:: About this exercise ::
Search the records below for "creates"; copy each line that has it.

:: Dataset entries ::
● ● ● ●
PR #647, opened 2026-01-08
:sparkles: Add GHaction to test quick-start guide

peppi-lotta:
Add a GitHub action for testing the quickstart guide.


.github/workflows/quick-start-test.yml
```diff
@@ -0,0 +1,39 @@
...
+    - name: Install libvirt
+      run: |
+        sudo apt-get update
+        sudo apt-get install -y libvirt-daemon-system qemu-kvm virt-manager libvirt-dev
+
+    - name: Run Quick Start Test
+      # We need a new shell to pick up the new group. That is why we do the sudo -s -u $USER ...
+      # Remove the pre-installed go version. We install the exact version we need.
+      run: |
+        sudo usermod -a -G libvirt $USER
```
tuminoid:
```suggestion
        sudo usermod -a -G libvirt "${USER}"
```

.github/workflows/quick-start-test.yml
```diff
@@ -0,0 +1,39 @@
...
+        sudo -s -u $USER --preserve-env bash ${{ github.workspace }}/hack/quick-start-test/quick-start-test.sh
```
tuminoid:
```suggestion
        sudo -s -u "${USER}" --preserve-env bash "${{ github.workspace }}/hack/quick-start-test/quick-start-test.sh"
```

.gitignore
```diff
@@ -17,3 +17,8 @@ docs/presentations/plugin
 # Development containers (https://containers.dev/)
 .devcontainer
 .claude
+
+# Quick start test temp files
```
tuminoid: Put these into `hack/quick-start/.gitignore`

docs/user-guide/src/quick-start.md
```diff
@@ -40,9 +40,16 @@ You will need the following tools installed.
   cluster that you want to use)
 - clusterctl
 - kubectl
-- htpasswd
 - virsh and virt-install for the virtualized setup
 
+There are multiple files you will create when following this quick start guide.
+Set the ```QUICK_START_BASE``` environment variable to the base where you are
```
tuminoid:
```suggestion
Set the `QUICK_START_BASE` environment variable to the base where you are
```

hack/quick-start/cleanup-clusters.sh
```diff
@@ -0,0 +1,13 @@
...
+
+# If a cluster was created using Cluster API, delete that first
+kubectl delete cluster my-cluster
+
+# Delete all BareMetalHosts with `kubectl delete bmh <name>`. This ensures that
+# the servers are cleaned and powered off.
+kubectl delete bmh --all
+
+# Delete the management cluster
+kind delete cluster
```
tuminoid: missing EOL

hack/quick-start/ensure/ensure_clusterctl.sh
```diff
@@ -0,0 +1,40 @@
...
+set -eux
+
+USR_LOCAL_BIN="/usr/local/bin"
+MINIMUM_CLUSTERCTL_VERSION=v1.12.1
+
+# Ensure the clusterctl tool exists and is a viable version, or installs it
+verify_clusterctl_version()
+{
+    # If clusterctl is not available on the path, get it
+    if ! [ -x "$(command -v clusterctl)" ]; then
```
tuminoid:
```suggestion
    if ! [[ -x "$(command -v clusterctl)" ]]; then
```

hack/quick-start/ensure/ensure_go.sh
```diff
@@ -0,0 +1,35 @@
...
+
+set -eux
+
+MINIMUM_GO_VERSION=go1.24.11
+
+# Ensure the go tool exists and is a viable version, or installs it
+verify_go_version()
+{
+    # If go is not available on the path, get it
+    if ! [ -x "$(command -v go)" ]; then
```
tuminoid:
```suggestion
    if ! [[ -x "$(command -v go)" ]]; then
```

hack/quick-start/ensure/ensure_kubectl.sh
```diff
@@ -0,0 +1,50 @@
...
+set -eux
+
+USR_LOCAL_BIN="/usr/local/bin"
+MINIMUM_KUBECTL_VERSION=v1.34.1
+
+# Ensure the kubectl tool exists and is a viable version, or installs it
+verify_kubectl_version()
+{
+    # If kubectl is not available on the path, get it
+    if ! [ -x "$(command -v kubectl)" ]; then
```
tuminoid:
```suggestion
    if ! [[ -x "$(command -v kubectl)" ]]; then
```

hack/quick-start/ironic/kustomization.yaml
```diff
@@ -4,3 +4,4 @@ namespace: baremetal-operator-system
 resources:
 - ironic.yaml
 - certificate.yaml
+
```
tuminoid: extra empty line

hack/quick-start/quick-start-test.sh
```diff
@@ -0,0 +1,126 @@
...
+    REQUIRED_FILES=(
+        "jammy-server-cloudimg-amd64.img"
+        "CENTOS_10_NODE_IMAGE_K8S_v1.34.1.qcow2"
+        "CENTOS_10_NODE_IMAGE_K8S_v1.34.1.raw"
+        "ipa-centos9-master.tar.gz"
+    )
+
+    missing_files=0
+    for file in "${REQUIRED_FILES[@]}"; do
+        if [ ! -f "${DISK_IMAGE_DIR}/${file}" ]; then
```
tuminoid:
```suggestion
        if [[ ! -f "${DISK_IMAGE_DIR}/${file}" ]]; then
```

hack/quick-start/quick-start-test.sh
```diff
@@ -0,0 +1,126 @@
...
+            missing_files=1
+            break
+        fi
+    done
+
+    if [ "$missing_files" -eq 1 ]; then
```
tuminoid:
```suggestion
    if [[ "${missing_files}" -eq 1 ]]; then
```

dtantsur:
This change creates yet another place where we have the virtual environment scripts that already exist in some form in metal3-dev-env, BMO, CAPM3 and potentially other places. We really need to use one, but at the very least let's not add scripts to *docs*. I suspect the most reasonable step is to reuse CAPM3's scripts since the quick start covers CAPI integration.

peppi-lotta:
> This change creates yet another place where we have the virtual environment scripts that already exist in some form in metal3-dev-env, BMO, CAPM3 and potentially other places. We really need to use one, but at the very least let's not add scripts to _docs_. I suspect the most reasonable step is to reuse CAPM3's scripts since the quick start covers CAPI integration.

I do agree with you about virtual environments being in many places and we definitely need work towards having one general virtual environment that is used everywhere. However, this change is testing word for word what quick start guide instructs the user to do. Over half of the scripts that are in this PR are directly embedded to the quick start guide.

Quick start is purely a docs thing and that is why I feel like docs repo is the best place to have the action that verifies if the quick start guide is up to date. I'm open to discuss more about where these scripts could live but at the moment there is no other virtual environment that is an exact match to what the quick start guide is instructing to do and it's necessary to have this test somewhere to ensure quick start is actually kept up to date and working.

hack/quick-start/quick-start-test.sh
```diff
@@ -0,0 +1,127 @@
...
+    "${QUICK_START_BASE}/cleanup-clusters.sh"
+    docker stop image-server
+    "${QUICK_START_BASE}/cleanup-virtlab.sh"
+}
+
+ensure_env
+setup
+create_bmhs
+scenario_2
+cleanup
```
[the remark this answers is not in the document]
peppi-lotta: I don't think this comment is valid. Everything should be called conditionally because we are expecting everything to work and if anything fails it's and indicator that quick start has some command that is not working as it's supposed to. We don't want the clean up to fail anything.

.github/workflows/test-quick-start-guide.yml
```diff
@@ -0,0 +1,39 @@
+name: E2E Test
+
+on:
+  workflow_call:
+    inputs:
+      runner:
+        type: string
+        default: "oracle-vm-4cpu-16gb-x86-64"
```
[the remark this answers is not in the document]
peppi-lotta: @tuminoid can we make the oracle-vm-4cpu-16gb-x86-64 available in this repo as well or should this test use ubuntu-latest. I copied this runner from BMO e2e tests as this whole tests as similar to BMO.

hack/quick-start/irso/kustomization.yaml
```diff
@@ -0,0 +1,29 @@
+apiVersion: kustomize.config.k8s.io/v1beta1
+kind: Kustomization
+namespace: ironic-standalone-operator-system
+
+resources:
+- https://github.com/metal3-io/ironic-standalone-operator/releases/latest/download/install.yaml
+
+configMapGenerator:
```
adilGhaffarDev: no need to generate configmap and patch it in the deployment, now install.yaml already has configmap named `ironic-standalone-operator-ironic-standalone-operator-config`, you can just patch that config map with `IPA_BASEURI` .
● ● ● ●
:: Task solution ::
This change creates yet another place where we have the virtual environment scripts that already exist in some form in metal3-dev-env, BMO, CAPM3 and potentially other places. We really need to use one, but at the very least let's not add scripts to *docs*. I suspect the most reasonable step is to reuse CAPM3's scripts since the quick start covers CAPI integration.
> This change creates yet another place where we have the virtual environment scripts that already exist in some form in metal3-dev-env, BMO, CAPM3 and potentially other places. We really need to use one, but at the very least let's not add scripts to _docs_. I suspect the most reasonable step is to reuse CAPM3's scripts since the quick start covers CAPI integration.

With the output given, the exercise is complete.